◆ Task directions ◆
Each line of the records below that holds "know" should be copied out.

(Stored data)
================================
PR #351, opened 2021-10-02
Add prefer-result-array-groups rule

### LINKED ISSUE #347: Add `regexp/prefer-result-array-groups` rule

ota-meshi:
close #347

### DIFF
--- a/docs/rules/prefer-result-array-groups.md
+++ b/docs/rules/prefer-result-array-groups.md
@@ -1,0 +1,63 @@
+---
+pageClass: "rule-details"
+sidebarDepth: 0
+title: "regexp/prefer-result-array-groups"
+description: "enforce using result array `groups`"
+---
+# regexp/prefer-result-array-groups
+
+> enforce using result array `groups`
+
+- :exclamation: <badge text="This rule has not been released yet." vertical="middle" type="error"> ***This rule has not been released yet.*** </badge>
+- :wrench: The `--fix` option on the [command line](https://eslint.org/docs/user-guide/command-line-interface#fixing-problems) can automatically fix some of the problems reported by this rule.
+
+## :book: Rule Details
+
+This rule reports and fixes index access in regexp result array that do not use the name of their referenced capturing group.
+
+<eslint-code-block fix>
+
+```js
+/* eslint regexp/prefer-result-array-groups: "error" */
+
+const regex = /(?<foo>a)(b)c/
+let re
+while (re = regex.exec(str)) {
+    /* ✓ GOOD */
+    var p1 = re.groups.foo
+    var p2 = re[2]
+
+    /* ✗ BAD */
+    var p1 = re[1]
+}
+```
+
+</eslint-code-block>
+
+## :wrench: Options
+
+```json
+{
+  "regexp/prefer-result-array-groups": ["error", {
+    "strictTypes": true
+  }]
+}
+```
+
+- `strictTypes` ... If `true`, strictly check the type of object to determine if the string instance was used in `match()` and `matchAll()`. Default is `true`.  
+  This option is always on when using TypeScript.
+
+## :couple: Related rules
+
+- [regexp/prefer-named-backreference]
+- [regexp/prefer-named-capture-group]
+- [regexp/prefer-named-replacement]
+
+[regexp/prefer-named-backreference]: ./prefer-named-backreference.md
+[regexp/prefer-named-capture-group]: ./prefer-named-capture-group.md
+[regexp/prefer-named-replacement]: ./prefer-named-replacement.md
+
+## :mag: Implementation
+
+- [Rule source](https://github.com/ota-meshi/eslint-plugin-regexp/blob/master/lib/rules/prefer-result-array-groups.ts)
+- [Test source](https://github.com/ota-meshi/eslint-plugin-regexp/blob/master/tests/lib/rules/prefer-result-array-groups.ts)
--- a/docs/rules/prefer-result-array-groups.md
+++ b/docs/rules/prefer-result-array-groups.md
@@ -13,22 +13,22 @@ description: "enforce using result array `groups`"
 
 ## :book: Rule Details
 
-This rule reports and fixes index access in regexp result array that do not use the name of their referenced capturing group.
+This rule reports and fixes regexp result arrays where named capturing groups are accessed by index instead of using [`groups`](https://developer.mozilla.org/en-US/docs/Web/JavaScript/Guide/Regular_Expressions/Groups_and_Ranges#using_named_groups).
 
 <eslint-code-block fix>
 
 ```js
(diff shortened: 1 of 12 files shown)


lib/rules/prefer-result-array-groups.ts
```diff
@@ -0,0 +1,104 @@
...
+            {
+                type: "object",
+                properties: {
+                    strictTypes: { type: "boolean" },
+                },
+                additionalProperties: false,
+            },
+        ],
+        messages: {
+            unexpected: "Unexpected indexed access from regexp result array.",
```
RunDevelopment, line 24: It would be nice to have a more descriptive error message.

```suggestion
            unexpected: "Unexpected indexed access for the named capturing group '{{ name }}' from regexp result array.",
```

docs/rules/prefer-result-array-groups.md
```diff
@@ -0,0 +1,63 @@
...
+
+const regex = /(?<foo>a)(b)c/
+let re
+while (re = regex.exec(str)) {
+    /* ✓ GOOD */
+    var p1 = re.groups.foo
+    var p2 = re[2]
+
+    /* ✗ BAD */
+    var p1 = re[1]
```
RunDevelopment, line 31: I know this is really pedantic, but could we rename `re`? People typically use `re` to mean regular expression but this variable holds a regex match. 
```suggestion
let match
while (match = regex.exec(str)) {
    /* ✓ GOOD */
    var p1 = match.groups.foo
    var p2 = match[2]

    /* ✗ BAD */
    var p1 = match[1]
```

docs/rules/prefer-result-array-groups.md
```diff
@@ -0,0 +1,63 @@
...
+## :book: Rule Details
+
+This rule reports and fixes index access in regexp result array that do not use the name of their referenced capturing group.
+
+<eslint-code-block fix>
+
+```js
+/* eslint regexp/prefer-result-array-groups: "error" */
+
+const regex = /(?<foo>a)(b)c/
```
RunDevelopment, line 23: The regex needs a `g` or `y` flag or else the `while` loop is an infinite loop.
```suggestion
const regex = /(?<foo>a)(b)c/g
```

docs/rules/prefer-result-array-groups.md
```diff
@@ -0,0 +1,63 @@
...
+# regexp/prefer-result-array-groups
+
+> enforce using result array `groups`
+
+- :exclamation: <badge text="This rule has not been released yet." vertical="middle" type="error"> ***This rule has not been released yet.*** </badge>
+- :wrench: The `--fix` option on the [command line](https://eslint.org/docs/user-guide/command-line-interface#fixing-problems) can automatically fix some of the problems reported by this rule.
+
+## :book: Rule Details
+
+This rule reports and fixes index access in regexp result array that do not use the name of their referenced capturing group.
```
RunDevelopment, line 16: I changed it a little for clarity and added a link to relevant MDN docs.

```suggestion
This rule reports and fixes regexp result arrays where named capturing groups are accessed by index instead of using [`groups`](https://developer.mozilla.org/en-US/docs/Web/JavaScript/Guide/Regular_Expressions/Groups_and_Ranges#using_named_groups).
```

lib/rules/prefer-result-array-groups.ts
```diff
@@ -0,0 +1,104 @@
...
+                                              return null
+                                          }
+                                          return fixer.replaceTextRange(
+                                              [
+                                                  openingBracket.range![0],
+                                                  memberNode.range![1],
+                                              ],
+                                              `${
+                                                  memberNode.optional ? "" : "."
+                                              }groups.${cgNode.name}`,
```
RunDevelopment, line 88: `groups` is [an optional property in TS](https://github.com/microsoft/TypeScript/blob/main/lib/lib.es2018.regexp.d.ts). This fix will cause a TS compiler error if strict null checks are enabled.

If the current file is a `.ts` file and strict null checks are enabled, then the fix should be `groups!.name`.

Does TS have an API to get the current TS config, so we can adjust the fix?

RunDevelopment (changes requested):
Awesome work! 

Just a few minor nits.

lib/rules/prefer-result-array-groups.ts
ota-meshi: Thank you for letting me know. I didn't consider for TypeScript.
I will change it to give `!` If strict type checking is enabled.

ota-meshi: I changed it to check the type before autofix.
Also, if a simple array type is specified, autofix will be stopped.

```ts
let match: any[] | null
while (match = regex.exec(foo)) {
    const p1 = match[1]
    // ...
}
```

Also, if it is a `any` type, `!` is not inserted.

lib/rules/prefer-result-array-groups.ts
ota-meshi: Thank you!

lib/rules/prefer-result-array-groups.ts
RunDevelopment: Amazing work! Thank you!

RunDevelopment (approved):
================================
◆ Output of the exercise ◆
RunDevelopment, line 31: I know this is really pedantic, but could we rename `re`? People typically use `re` to mean regular expression but this variable holds a regex match. 
ota-meshi: Thank you for letting me know. I didn't consider for TypeScript.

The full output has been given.